Crecían en una solución mineral y no en el suelo, pero aun así, allí estaba presente ese aroma húmedo y cálido tan característico de la jungla. Eleanor se soltó el botón del cuello, sólo uno, y respiró profundamente.

– No podía ni imaginarme la existencia de un lugar como éste en un país tan remoto y frío -dijo mientras devoraba la catarata de colores y olores-. ¿Quién cuida de todas estas plantas? ¿Tú…?

– Oh, no -repuso él-. Habrían muerto todas en menos de una semana si yo estuviera a cargo de esto.

Pero precisamente a ella era la última persona a quien podía explicarle el destino de Ackerley. ¿Qué diría si se lo contaba? ¿Confesaría entonces su innegable pero secreta necesidad?

Michael estaba seguro de una cosa: no quería oír esas palabras de sus labios.

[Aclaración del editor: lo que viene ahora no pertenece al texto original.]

PR #175, opened 2019-09-17
Date aggregations

warrd:
## Issue

https://github.com/wellcometrust/platform/issues/3573

## Description

Allows aggregating on year via `?aggregations=year`

### DIFF
--- a/api/api/src/main/scala/uk/ac/wellcome/platform/api/models/WorkQuery.scala
+++ b/api/api/src/main/scala/uk/ac/wellcome/platform/api/models/WorkQuery.scala
@@ -8,7 +8,7 @@ import com.sksamuel.elastic4s.requests.searches.queries.{
 
 sealed trait WorkQuery {
   val queryString: String
-  def query(): Query
+  def query: Query
 }
 
 object WorkQuery {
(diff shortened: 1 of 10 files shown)


api/api/src/main/scala/uk/ac/wellcome/platform/api/models/WorkQuery.scala
```diff
@@ -8,7 +8,7 @@ import com.sksamuel.elastic4s.requests.searches.queries.{
 
 sealed trait WorkQuery {
   val queryString: String
-  def query(): Query
+  def query: Query
```
warrd: :point_up: I've removed the `()`cos whenever I see a method being called with not arguments I think I assume it is causing a side effect (obvs not a major issue and a bit of a bike shed, just thought I would mention why)

common/display/src/main/scala/uk/ac/wellcome/display/models/AggregationRequest.scala
```diff
@@ -6,14 +6,28 @@ case class InvalidAggregationStringKeyRequest(key: String)
...
+  case class Date(interval: DateInterval = DateInterval.Year)
+      extends AggregationRequest
+
   def apply(str: String)
     : Either[InvalidAggregationStringKeyRequest, AggregationRequest] =
     str match {
-      case "workType" => Right(WorkTypeAggregationRequest())
-      case _          => Left(InvalidAggregationStringKeyRequest(str))
+      case "workType" => Right(AggregationRequest.WorkType)
+      case "year" =>
```
jamesgorrie: Are we sure we want to go with year here and not `production.dates.period` and use the year as a default aggregation bucket size? 

Ping @jtweed

jamesgorrie:
Merged as I want to use some of the work here.

PR #178, opened 2019-09-23
SierraTransformer trait

warrd:
This PR introduces a simple `SierraTransformer` trait that is used by objects transforming incoming bib data to particular fields on a work (similar to what was suggested in #100, which was closed for other reasons):

```scala
trait SierraTransformer {

  type Output

  def apply(bibId: SierraBibNumber, bibData: SierraBibData): Output
}
```
This in my opinion is cleaner and more structured than using mixins to provide transformation methods. The `SierraTransformableTransformer` logic is also tidied up a little so slightly easier to understand.

Will be used on the upcoming notes work (issue https://github.com/wellcometrust/platform/issues/3631)


warrd:
@jamesgorrie yes that was what we were doing originally in the transformer logging PR (#100). Didn't include that here for now, but def agree would be a good addition

PR #183, opened 2019-09-24
Updates to physical description

warrd:
### Issue

https://github.com/wellcometrust/platform/issues/3589
https://github.com/wellcometrust/platform/issues/3585

### Description

* Uses `563` in addition to `300` for `physicalDescription`.
* Uses `300` subfields `$a`, `$b` and `$c` for `physicalDescription`
* Removes `extent` and `dimensions` fields (:thinking: anyone know whether this will break the frontend somewhere?)


jamesgorrie:
> Removes extent and dimensions fields (🤔 anyone know whether this will break the frontend somewhere?)

~Na - those were added and never worked, so removed.~

Hold up, they are used, but @alexwlchan's comment stands that the client will be able to deal with it.

https://github.com/wellcometrust/wellcomecollection.org/pull/4744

– Todos estamos al pie del cañón, pero la mayor parte del trabajo está automatizado y es cosa de los temporizadores y los ordenadores -replicó, intentando darle algo similar a una respuesta.

– Michael -empezó al fin, pero dejó inconclusa la idea incluso antes de empezar a exponerla.

– ¿Sí?

Tras unos instantes de cavilación, Eleanor entró en materia y se lanzó a fondo.

– Me da la sensación de que hay algo que no me estás contando, no puedo evitarlo.

Tenía toda la razón del mundo, admitió él, pero no le había revelado tantas cosas que no sabía por dónde empezar.

– ¿Guarda alguna relación con el teniente Copley?

El interpelado vaciló. No deseaba mentirle, pero le habían prohibido decirle la verdad.

– Le hemos estado buscando.

– Vendrá a por mí, y tú lo sabes. Si no lo ha hecho, pronto lo hará.

– No esperaría menos de tu marido.

Ella le lanzó una mirada intensa, como si se confirmaran sus sospechas, o al menos algunas de ellas.

– ¿Por qué dices eso?

– Perdón, pero di por supuesto que vosotros dos estabais…

– A los ojos de Sinclair, tal vez, pero a los ojos de Dios no estamos casados. Eso jamás sucedió por razones que no vienen al caso.

Debería estar complacido por el tono perentorio empleado y no hurgar más en el tema, pero dado que había salido el tema, el periodista sintió que no podía dejar pasar la ocasión.

– Pero ¿no querrías reunirte con él…? Si sigue vivo, por supuesto.

La joven estudió con atención una orquídea amarilla y frotó la cérea superficie con los dedos.

Tanta vacilación estaba sorprendiendo mucho a Michael.

– Sinclair ha sido y será siempre el gran amor de mi vida. -Eleanor acarició los dorados pétalos amarillos-. No obstante, nos hemos visto obligados a llevar juntos una vida que… No es posible… No debería serlo. -Michael sabía a qué se refería, por supuesto, pero guardó silencio. Ella continuó-: Me temo que con el paso de los años se ha enamorado de otra… cosa. Algo le fascina y le atrae con mucha más fuerza de la que yo jamás seré capaz de ejercer.

Los pulverizadores de riego se conectaron de pronto, enviando un fino surtidor de agua por encima de sus cabezas. Eleanor no se movió.